Si Julie cumule deux critères prioritaires (le rapprochement familial ainsi que le centre des intérêts matériels et moraux) sur les cinq prévus dans la loi, le juge des référés du tribunal administratif de Paris constate qu'un poste dans un lycée professionnel de La Réunion a été attribué à un professeur ne résidant pas dans l'île et ne pouvant faire valoir qu'un seul critère prioritaire. Le ministère avait ainsi considéré que son barème de 1.000 points, acquis grâce à un passage de cinq ans à Mayotte, lui conférait un avantage sur Julie.

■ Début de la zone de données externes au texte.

PR #298, opened 2023-10-20
Fixes for &mut index assignations

W95Psp:
In the expression `x[i] = e`, `x[i]` was handled correctly only if the underlying indexing operation was [IndexMut](https://doc.rust-lang.org/core/ops/trait.IndexMut.html#tymethod.index_mut).
However, if `x` is of type `&mut T`, the trait being used is not [IndexMut](https://doc.rust-lang.org/core/ops/trait.IndexMut.html#tymethod.index_mut) anylonger but [Index](https://doc.rust-lang.org/core/ops/trait.Index.html#tymethod.index)!

This PR basically adds support for Index `x[i]` in LHS of assigns. It also adds a test.

### DIFF
--- a/engine/lib/ast_utils.ml
+++ b/engine/lib/ast_utils.ml
@@ -789,6 +789,11 @@ module Make (F : Features.T) = struct
           let* place = of_expr place in
           wrap @@ FieldProjection { place; projector }
       | App { f = { e = GlobalVar f; _ }; args = [ place; index ] }
+        when Global_ident.eq_name Core__ops__index__Index__index f ->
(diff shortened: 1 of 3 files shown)


franziskuskiefer (approved):
🎉

franziskuskiefer:
@W95Psp It looks like the generated F* code isn't quite right. I get things like
```
Rust_primitives.Hax.update_at (f_tail self <: t_CList v_N_QUEUES v_N_THREADS)
```
where it should probably be `self.f_tail`.

PR #300, opened 2023-10-20
PPX for antiquotations of Rust code in OCaml

W95Psp:
This PR aims at allowing the following:
```ocaml
match (e: SomeAST.expr) with
| [%rust_pat? "assert!(PAT_1_someName)"] -> something where `someName` is bound
...
```

`[%rust_pat? "CODE"]`: CODE is an arbitrary Rust expression. Anything named `PAT_N_<NAME>` will be turned into a pattern variable in OCaml.
Basically, this thing will call Hax itself, output hax's internal AST in JSON, parse that, and generate an OCaml pattern that match any internal hax expressions that looks like CODE.

The logic is mostly working already! Will finish that when I'm back, but that should help a lot. Currently we have horrible hand-written patterns like https://github.com/hacspec/hax/blob/cabd4b5efb7144f2ab2c3b1b242ba65ff382d725/engine/lib/phases/phase_reconstruct_for_loops.ml#L52
We could replace that whole thing with `[%rust_pat? "for _PAT_1_i in _PAT_1_range { PAT_1_body }"]` morally.
This will be much easier to read, to write and much more stable (if the translation changes, such horrible pattern had to be revisited)

### DIFF
--- a/engine/lib/ast.ml
+++ b/engine/lib/ast.ml
@@ -43,13 +43,14 @@ and primitive_ident = Deref | Cast | LogicalOp of logical_op
 module Global_ident = struct
   module T = struct
     type t =
-      [ `Concrete of concrete_ident
-      | `Primitive of primitive_ident
-      | `TupleType of int
-      | `TupleCons of int
-      | `TupleField of int * int
-      | `Projector of [ `Concrete of concrete_ident | `TupleField of int * int ]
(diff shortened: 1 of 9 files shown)


W95Psp:
Closing this PR: it is stale, but we might want to rework that in the future.

PR #302, opened 2023-10-20
fix(tests): fix warnings

mzacho:


franziskuskiefer (approved):
Thanks

W95Psp:
Hi, just replying quickly (seeing some emails, but I'm on vacation this week)
This wrong case in `tests/naming/src/lib.rs` is on purpose, I should have documented that and added `#[warn(non_camel_case_types)]`

tests/naming/src/lib.rs
```diff
@@ -70,7 +70,7 @@ trait T1 {}
...
 impl T1 for (Foo, u8) {}
 
-trait T2_for_a {}
-impl T2_for_a for Arity1<(Foo, u8)> {}
-trait T3_e_for_a {}
-impl T3_e_for_a for Foo {}
+trait T2ForA {}
+impl T2ForA for Arity1<(Foo, u8)> {}
+trait T3EForA {}
+impl T3EForA for Foo {}
```
W95Psp, line 76: Please revert and add `#[warn(non_camel_case_types)]`
This tests the naming translation: while impls have no name in Rust, we need to address them in some backends. An impl `impl Trait for Type` is named `Trait_for_Type` when `Type` is simple enough. Those impls test this naming scheme.

W95Psp (changes requested):

tests/naming/src/lib.rs
mzacho: fixed

tests/naming/src/lib.rs
```diff
@@ -1,4 +1,5 @@
 #![allow(dead_code)]
+#[warn(non_camel_case_types)]
```
W95Psp, line 2: I was thinking about local attributes, but that would clutter the file, but indeed a module attribute is nicer here. But then I think you need to add a bang:  
```suggestion
#![warn(non_camel_case_types)]
```

(otherwise it's only applying to `Foo`)

PR #312, opened 2023-10-31
fix(hax-lib-macros): drop nightly features

W95Psp:
This PR makes the crate `hax-lib-macros` buildable with non-nightly Rustc


franziskuskiefer (approved):
Thanks!

PR #894, opened 2024-09-18
Detangle trait solving from `SInto`

Nadrieril:
This PR makes it so trait solving never calls into `SInto`, as that was causing headaches with binders. There is still more work to do to clarify trait solving but that's less of a priority.


Nadrieril:
As usual, the charon failure is expected, I have a fix ready

W95Psp (approved):
Thank you, that's really great! :smiley:
Let's merge that! :shipit:

PR #898, opened 2024-09-19
Fix some binder-related crashes

Nadrieril:


frontend/exporter/src/traits.rs
```diff
@@ -466,13 +479,15 @@ pub mod rustc {
             }
             .with_args(impl_exprs(tcx, owner_id, &nested)?, *tref),
             ImplSource::Param(nested) => {
+                let nested = impl_exprs(tcx, owner_id, &nested)?;
                 let predicates = tcx.predicates_defined_on_or_above(owner_id);
                 let Some((path, apred)) =
                     search_clause::path_to(tcx, &predicates, tref.clone(), param_env)
                 else {
-                    return Err(format!(
+                    return Ok(ImplExprAtom::Error(format!(
```
W95Psp, line 487: Should we display a warning here as well?

W95Psp (approved):
LGTM, thanks :D 
I only have one remark on a potential other warning to add

PR #901, opened 2024-09-23
Determine emuerate value by index

mamonet:
In the loop body of `fold_enumerated_slice` I noticed that enumerate value is not equal to array element which is necessary for some use cases. An example of use case is here https://github.com/cryspen/libcrux/blob/dev-serialize/libcrux-ml-kem/proofs/fstar/extraction/Libcrux_ml_kem.Ind_cpa.fst#L218 where the enumerate value `re` has to be equal to the index element of `input` array.


W95Psp (approved):
LGTM, thanks!

PR #906, opened 2024-09-23
Cleanup trait resolution

Nadrieril:
This PR methodically cleans up trait resolution. It also tracks the index of locally-bound predicates for use in Charon. This solves many binder- and trait-resolution-related issues in Charon.


W95Psp (approved):
I looked into the PR a bit fast (I don't have much time), but that looks great to me, thank you!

La jurisprudence du tribunal administratif de Paris
« Le rectorat maintient une opacité sur les conditions dans lesquelles les professeurs sont classés. Sans doute pour éviter les comparaisons entre agents et limiter les possibilités de recours puisqu’au tribunal, il incombe à celui qui le saisit, le professeur, de démontrer le non-respect par l’administration des priorités dont il dispose », observe Me Éric Dugoujon, avocat au barreau de Saint-Denis depuis 2008, spécialisé en droit public avec une certification particulière en droit de la fonction publique.
Dans une ordonnance du 15 juillet dernier, le tribunal a enjoint le ministère de l'Éducation de suspendre sa décision de mutation, en demandant à l'administration de réexaminer le cas de Julie dans un délai de quinze jours. « Le juge considère que l’administration peut mettre en place un barème avec un système de points, mais, contrairement à ce qui semble être la pratique de l’administration, le barème ne fait pas tout ; il est une mesure préparatoire qui n’exonère pas d’examiner les situations individuelles et les priorités dont disposent les agents. Dans notre cas de jurisprudence, même si le professeur muté à La Réunion avait plus de points que notre cliente, celle-ci avait deux priorités légales contre une seule pour le professeur muté à La Réunion », souligne la robe noire.
« Le nombre de points n’a pas de valeur supérieure aux priorités légales »
Me Éric Dugoujon relève par ailleurs que le juge des référés n'a pas eu à statuer sur un autre moyen soulevé par la partie requérante : « le recours aux contractuels par le rectorat pour pourvoir à des postes vacants dans une proportion excessive », sachant que les titulaires de la fonction publique sont prioritaires sur tous les postes disponibles.
« À mon avis, beaucoup de jeunes professeurs réunionnais disposent de priorités légales. Même s’ils n’ont pas beaucoup d’ancienneté dans le métier, et donc moins de points que d’autres plus anciens, ils sont en droit de demander l’examen particulier de leur situation et de leurs priorités légales. Le nombre de points n’étant qu’un élément d’appréciation qui n’a pas de valeur supérieure aux priorités légales », conclut l'avocat.
Un conseil qui devrait intéresser les nombreux professeurs ultramarins qui, chaque année, sont contraints de quitter leur territoire pour prendre leur premier poste dans l'Hexagone, sans la moindre assurance de pouvoir revenir enseigner chez eux un jour.